STUDY MATERIAL section start
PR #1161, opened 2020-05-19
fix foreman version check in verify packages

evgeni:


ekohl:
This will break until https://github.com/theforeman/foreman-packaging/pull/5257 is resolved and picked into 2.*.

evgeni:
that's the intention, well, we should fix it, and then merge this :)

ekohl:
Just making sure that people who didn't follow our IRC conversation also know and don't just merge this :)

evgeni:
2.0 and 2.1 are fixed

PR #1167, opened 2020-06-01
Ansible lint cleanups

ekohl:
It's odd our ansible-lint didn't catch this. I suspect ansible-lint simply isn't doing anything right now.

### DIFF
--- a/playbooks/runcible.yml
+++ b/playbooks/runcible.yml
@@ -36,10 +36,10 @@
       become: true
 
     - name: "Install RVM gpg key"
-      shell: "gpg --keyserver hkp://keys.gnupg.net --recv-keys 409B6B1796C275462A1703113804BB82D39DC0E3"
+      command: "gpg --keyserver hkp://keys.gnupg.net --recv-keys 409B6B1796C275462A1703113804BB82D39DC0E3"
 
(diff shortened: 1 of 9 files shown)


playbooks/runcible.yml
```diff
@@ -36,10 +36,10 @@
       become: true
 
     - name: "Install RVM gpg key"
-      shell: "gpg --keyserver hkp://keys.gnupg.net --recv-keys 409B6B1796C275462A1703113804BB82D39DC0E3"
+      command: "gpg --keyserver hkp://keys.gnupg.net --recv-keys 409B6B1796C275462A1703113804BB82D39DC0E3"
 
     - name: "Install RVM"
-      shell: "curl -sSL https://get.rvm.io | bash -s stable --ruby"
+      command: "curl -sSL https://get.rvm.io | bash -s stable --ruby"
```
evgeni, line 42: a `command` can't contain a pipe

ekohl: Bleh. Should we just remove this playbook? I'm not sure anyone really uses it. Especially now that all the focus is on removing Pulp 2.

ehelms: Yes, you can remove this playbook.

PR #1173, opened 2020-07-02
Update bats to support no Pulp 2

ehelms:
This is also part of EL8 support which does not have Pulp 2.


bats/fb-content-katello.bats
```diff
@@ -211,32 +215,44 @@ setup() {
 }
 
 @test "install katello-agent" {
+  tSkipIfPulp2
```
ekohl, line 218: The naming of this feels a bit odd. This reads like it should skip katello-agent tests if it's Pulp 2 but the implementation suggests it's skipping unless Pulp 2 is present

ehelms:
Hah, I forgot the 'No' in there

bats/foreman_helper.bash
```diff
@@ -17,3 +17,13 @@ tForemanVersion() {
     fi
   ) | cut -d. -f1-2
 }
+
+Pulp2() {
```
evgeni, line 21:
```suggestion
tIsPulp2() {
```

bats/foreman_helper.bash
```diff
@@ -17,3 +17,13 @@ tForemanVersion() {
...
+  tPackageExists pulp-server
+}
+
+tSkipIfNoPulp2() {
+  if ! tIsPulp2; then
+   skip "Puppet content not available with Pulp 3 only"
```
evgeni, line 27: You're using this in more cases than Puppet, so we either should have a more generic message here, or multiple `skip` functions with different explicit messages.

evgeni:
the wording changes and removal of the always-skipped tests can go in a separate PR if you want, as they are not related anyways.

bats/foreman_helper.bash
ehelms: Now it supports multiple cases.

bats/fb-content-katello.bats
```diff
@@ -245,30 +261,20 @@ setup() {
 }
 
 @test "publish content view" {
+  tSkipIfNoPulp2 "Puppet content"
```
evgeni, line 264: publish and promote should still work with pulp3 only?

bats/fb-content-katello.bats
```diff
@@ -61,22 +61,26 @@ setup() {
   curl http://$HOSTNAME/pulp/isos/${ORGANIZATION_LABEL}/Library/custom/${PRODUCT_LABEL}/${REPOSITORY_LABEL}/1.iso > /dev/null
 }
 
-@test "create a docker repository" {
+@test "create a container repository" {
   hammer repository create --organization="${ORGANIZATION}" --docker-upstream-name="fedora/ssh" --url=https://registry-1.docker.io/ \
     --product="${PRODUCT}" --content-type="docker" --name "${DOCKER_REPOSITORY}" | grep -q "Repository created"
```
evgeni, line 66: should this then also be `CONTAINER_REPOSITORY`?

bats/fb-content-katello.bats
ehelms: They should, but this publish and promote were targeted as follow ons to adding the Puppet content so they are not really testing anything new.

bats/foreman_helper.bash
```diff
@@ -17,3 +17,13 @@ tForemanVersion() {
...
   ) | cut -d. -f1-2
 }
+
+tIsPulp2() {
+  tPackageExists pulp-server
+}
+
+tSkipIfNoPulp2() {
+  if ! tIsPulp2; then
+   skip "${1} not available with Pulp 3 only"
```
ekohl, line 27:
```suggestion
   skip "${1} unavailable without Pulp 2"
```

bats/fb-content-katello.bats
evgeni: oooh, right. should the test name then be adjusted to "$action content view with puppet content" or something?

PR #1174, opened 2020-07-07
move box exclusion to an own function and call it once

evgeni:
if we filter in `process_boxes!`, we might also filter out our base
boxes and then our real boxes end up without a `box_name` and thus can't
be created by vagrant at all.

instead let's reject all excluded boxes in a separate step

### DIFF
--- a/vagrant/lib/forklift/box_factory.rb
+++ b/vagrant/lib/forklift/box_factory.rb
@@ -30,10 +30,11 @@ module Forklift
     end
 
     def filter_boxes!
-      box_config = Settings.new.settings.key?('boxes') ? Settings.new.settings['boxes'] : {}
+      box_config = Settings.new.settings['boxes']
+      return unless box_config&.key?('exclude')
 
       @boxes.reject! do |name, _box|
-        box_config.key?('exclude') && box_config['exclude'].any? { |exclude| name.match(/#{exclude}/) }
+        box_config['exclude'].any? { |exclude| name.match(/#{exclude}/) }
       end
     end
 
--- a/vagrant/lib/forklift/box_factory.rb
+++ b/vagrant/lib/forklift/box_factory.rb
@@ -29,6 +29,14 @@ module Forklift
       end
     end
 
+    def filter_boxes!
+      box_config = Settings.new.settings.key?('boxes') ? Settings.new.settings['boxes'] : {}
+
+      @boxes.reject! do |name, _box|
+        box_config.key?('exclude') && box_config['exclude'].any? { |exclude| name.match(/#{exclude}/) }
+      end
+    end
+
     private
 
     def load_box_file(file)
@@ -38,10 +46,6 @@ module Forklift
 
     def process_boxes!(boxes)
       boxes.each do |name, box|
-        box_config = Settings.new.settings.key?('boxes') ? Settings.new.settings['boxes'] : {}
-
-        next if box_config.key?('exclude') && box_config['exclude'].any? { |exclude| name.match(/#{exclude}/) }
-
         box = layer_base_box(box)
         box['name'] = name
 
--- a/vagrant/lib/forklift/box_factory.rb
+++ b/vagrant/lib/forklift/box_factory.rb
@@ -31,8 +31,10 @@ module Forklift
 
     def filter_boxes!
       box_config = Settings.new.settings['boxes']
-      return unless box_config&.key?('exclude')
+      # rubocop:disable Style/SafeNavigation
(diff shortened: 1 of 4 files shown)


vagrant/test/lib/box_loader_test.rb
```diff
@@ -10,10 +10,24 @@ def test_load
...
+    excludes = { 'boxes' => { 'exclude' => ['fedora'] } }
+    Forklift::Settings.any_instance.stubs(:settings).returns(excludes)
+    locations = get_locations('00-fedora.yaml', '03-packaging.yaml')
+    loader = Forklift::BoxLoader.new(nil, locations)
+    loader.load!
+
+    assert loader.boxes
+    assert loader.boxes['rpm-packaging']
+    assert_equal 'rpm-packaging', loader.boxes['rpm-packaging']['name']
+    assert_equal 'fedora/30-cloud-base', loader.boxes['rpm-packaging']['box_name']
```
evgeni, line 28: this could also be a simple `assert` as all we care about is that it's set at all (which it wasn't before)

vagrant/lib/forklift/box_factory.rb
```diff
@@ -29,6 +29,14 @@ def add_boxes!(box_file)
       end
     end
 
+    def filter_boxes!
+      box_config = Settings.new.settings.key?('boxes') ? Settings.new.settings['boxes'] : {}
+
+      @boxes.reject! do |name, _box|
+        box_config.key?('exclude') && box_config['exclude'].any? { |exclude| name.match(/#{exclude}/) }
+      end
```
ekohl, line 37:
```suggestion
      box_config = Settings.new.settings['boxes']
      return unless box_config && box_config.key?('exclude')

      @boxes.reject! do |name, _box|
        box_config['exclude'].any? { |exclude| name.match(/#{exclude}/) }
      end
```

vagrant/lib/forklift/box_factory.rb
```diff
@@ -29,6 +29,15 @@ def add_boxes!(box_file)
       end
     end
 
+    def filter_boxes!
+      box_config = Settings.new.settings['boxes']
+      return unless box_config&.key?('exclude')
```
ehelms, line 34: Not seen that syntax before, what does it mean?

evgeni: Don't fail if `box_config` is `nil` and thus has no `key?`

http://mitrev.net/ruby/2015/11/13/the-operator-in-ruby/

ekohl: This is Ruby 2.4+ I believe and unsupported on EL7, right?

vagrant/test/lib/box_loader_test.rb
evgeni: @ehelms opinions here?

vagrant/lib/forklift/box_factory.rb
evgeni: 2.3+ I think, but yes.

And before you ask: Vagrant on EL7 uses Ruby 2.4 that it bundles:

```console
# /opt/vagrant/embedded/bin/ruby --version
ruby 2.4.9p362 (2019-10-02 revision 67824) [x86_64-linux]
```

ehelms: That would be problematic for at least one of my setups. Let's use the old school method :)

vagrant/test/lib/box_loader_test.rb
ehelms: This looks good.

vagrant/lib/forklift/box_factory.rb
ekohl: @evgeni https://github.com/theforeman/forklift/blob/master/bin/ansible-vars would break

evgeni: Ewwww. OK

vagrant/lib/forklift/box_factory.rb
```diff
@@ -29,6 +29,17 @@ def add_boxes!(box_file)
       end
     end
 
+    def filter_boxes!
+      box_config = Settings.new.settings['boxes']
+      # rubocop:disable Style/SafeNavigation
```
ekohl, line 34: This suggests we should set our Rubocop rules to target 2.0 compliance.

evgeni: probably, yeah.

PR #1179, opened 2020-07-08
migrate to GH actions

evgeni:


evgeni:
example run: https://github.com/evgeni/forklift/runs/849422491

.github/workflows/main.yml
STUDY MATERIAL section end
> [TASK DIRECTIONS] Find "migrate to GH actions" in the data above, then repeat that line and all lines after it exactly, ending with the final line.

> [RESULT BELOW]
migrate to GH actions

evgeni:


evgeni:
example run: https://github.com/evgeni/forklift/runs/849422491

.github/workflows/main.yml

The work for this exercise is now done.